§ Given data:
****************
PR #7097, opened 2021-12-12
Fix WorldGenRegion leak when converting pre-1.18 chunks

### LINKED ISSUE #7094: Increased memory usage when loading old chunks
### Timings or Profile link

N/A

### Description of issue

For chunks generated in the latest version of Paper-1.17.1-399 and subsequently loaded using Paper-1.18.1-69, memory usage rapidly increases until the server crashes. This only happens the first time these chunks are loaded.

It is possible to reproduce this issue easily without any plugins installed, but it occurs much more quickly when using a plugin to load the chunks.

To reproduce (without any plugins):
- Create a world in 1.17.1 and generate some chunks. For my testing I loaded between -1000, -1000 and 1000, 1000.
- Load the world in 1.18.1 and get in-game. Using spectator mode, fly through all of the chunks.
- Memory usage increases until the server crashes. This will happen after just a few minutes with a 4GB heap allocated.

It's also convenient to have the server GUI open to view the memory graph as this is occurring:

40a3bc6a-3c94-4cef-9d13-8f2e96b63706

### Plugin and Datapack List

```
> plugins
[18:22:25 INFO]: Plugins (0):
> datapack list
[18:22:33 INFO]: There are 2 data packs enabled: [vanilla (built-in)], [file/bukkit (world)]
[18:22:33 INFO]: There are no more data packs available
```

### Server config files

Default configuration for everything, except for level-seed (mentioned below).

### Paper version

```
> version
[18:26:18 INFO]: Checking version, please wait...
[18:26:19 INFO]: This server is running Paper version git-Paper-69 (MC: 1.18.1) (Implementing API version 1.18.1-R0.1-SNAPSHOT) (Git: 29bd57b)
Previous version: git-Paper-68 (MC: 1.18.1)
```

### Other

Used `level-seed=8190275241236263855` for consistent results while testing.

jpenilla:
The Blender passed in here holds a WorldGenRegion which contains a list of surrounding chunks

closes #7094

### DIFF
--- a/patches/server/0831-Fix-WorldGenRegion-leak-when-converting-pre-1.18-chu.patch
+++ b/patches/server/0831-Fix-WorldGenRegion-leak-when-converting-pre-1.18-chu.patch
@@ -1,0 +1,23 @@
+From 0000000000000000000000000000000000000000 Mon Sep 17 00:00:00 2001
+From: Jason Penilla <11360596+jpenilla@users.noreply.github.com>
+Date: Sun, 12 Dec 2021 04:43:30 -0800
+Subject: [PATCH] Fix WorldGenRegion leak when converting pre-1.18 chunks
+
+The Blender passed in here holds a WorldGenRegion which contains a list of surrounding chunks
+
+diff --git a/src/main/java/net/minecraft/world/level/chunk/ChunkAccess.java b/src/main/java/net/minecraft/world/level/chunk/ChunkAccess.java
+index 96cb3e8cad9e7a5edd2a448ea88f2447104fbb5a..5aeaaae6f15050a2da271fe196d0a234ecafc8a1 100644
+--- a/src/main/java/net/minecraft/world/level/chunk/ChunkAccess.java
++++ b/src/main/java/net/minecraft/world/level/chunk/ChunkAccess.java
+@@ -410,6 +410,11 @@ public abstract class ChunkAccess implements BlockGetter, BiomeManager.NoiseBiom
+     }
+ 
+     public NoiseChunk getOrCreateNoiseChunk(NoiseSampler noiseColumnSampler, Supplier<NoiseChunk.NoiseFiller> columnSampler, NoiseGeneratorSettings chunkGeneratorSettings, Aquifer.FluidPicker fluidLevelSampler, Blender blender) {
++        // Paper start - create a new one each time to avoid leaking
++        if (blender != Blender.empty()) {
++            return NoiseChunk.forChunk(this, noiseColumnSampler, columnSampler, chunkGeneratorSettings, fluidLevelSampler, blender);
++        }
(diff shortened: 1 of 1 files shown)


jpenilla:
Tested to fix #7094, a better solution is probably to null out that reference somewhere when the noise chunk is "done" being used, not sure where that is however

kennytv:
works:tm:, but else no idea where that could be unreferenced

electronicboy:
I ain't tested against vanilla, no sane means to test there, but, this is at least an issue upstream

electronicboy:
image
Well, that explains that, the issue here is that everything basically ends up just creating these huge cache chains seemingly, this is defo an issue elsewhere, it's just things like chunky running full pelt appears to basically be worst-case scenario for this type of thing as it just loads a huge contig section of chunks

jpenilla:
Tested with fabric loader + fabric api + chunky, and the issue is present there as well. This is not a "vanilla" testing setup, but it's pretty close and enough for me to say this isn't a Paper-exclusive issue.

chickeneer:
I have tested the branch and agree that it appears to mitigate the leak. I don't have any real feedback on improving the PR. I would note that systematically loading tons of pre-conversion chunks with `World#getChunkAtAsync()` and then unloading with `Chunk#unload` did not appear to cause a leak (or at least not a noticeable one).

To give credence to the original the issue. I verified that the memory leak does in fact occur in vanilla single player when converting a world by just flying around. This is an issue that I had observed on several occasions in the past week on our fork which caused out of memory crashes. Didn't immediately report due to uncertainty on whether it was occurring upstream and personal time constraints.

Reproduction was easy and as mentioned I tested the fix to solve the issue I was personally experiencing. Haven't the foggiest idea how to improve the PR to have some amount of cache, as the fix strikes me as potentially having a large performance hit with zero caching.

electronicboy:
>  I would note that systematically loading tons of pre-conversion chunks with World#getChunkAtAsync() and then unloading with Chunk#unload did not appear to cause a leak (or at least not a noticeable one).

Yea, that's purely the cache which is leaking, if you have players moving around all over you're basically just gonna end up with chains of cached chunks, we could maybe turn this into a Cache of some form, but, I forget the implications of that given that those have cleaning logic to run after some time; I was gonna suggest to pop that they could probs take advantage of this knowledge other day when I spotted it as a test, kinda forgot

Common area this is seen is with stuff like people running things like chunky which just load up chunks basically like a snake and so just create an endless cache list going all the way down, chunky is pretty much literal worse case for this; Benchmarks would be interesting to see if this has a massive impact, but, unless mojang gives us word soon™ i think going without the cache is better than committing servers to guaranteed death if they're not new maps

electronicboy (approved):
****************
§ What to work on:
Among the records above, find each line holding the string "WorldGenRegion" and pull it out.

§ Solution to the exercise:
Fix WorldGenRegion leak when converting pre-1.18 chunks
The Blender passed in here holds a WorldGenRegion which contains a list of surrounding chunks
--- a/patches/server/0831-Fix-WorldGenRegion-leak-when-converting-pre-1.18-chu.patch
+++ b/patches/server/0831-Fix-WorldGenRegion-leak-when-converting-pre-1.18-chu.patch
+Subject: [PATCH] Fix WorldGenRegion leak when converting pre-1.18 chunks
+The Blender passed in here holds a WorldGenRegion which contains a list of surrounding chunks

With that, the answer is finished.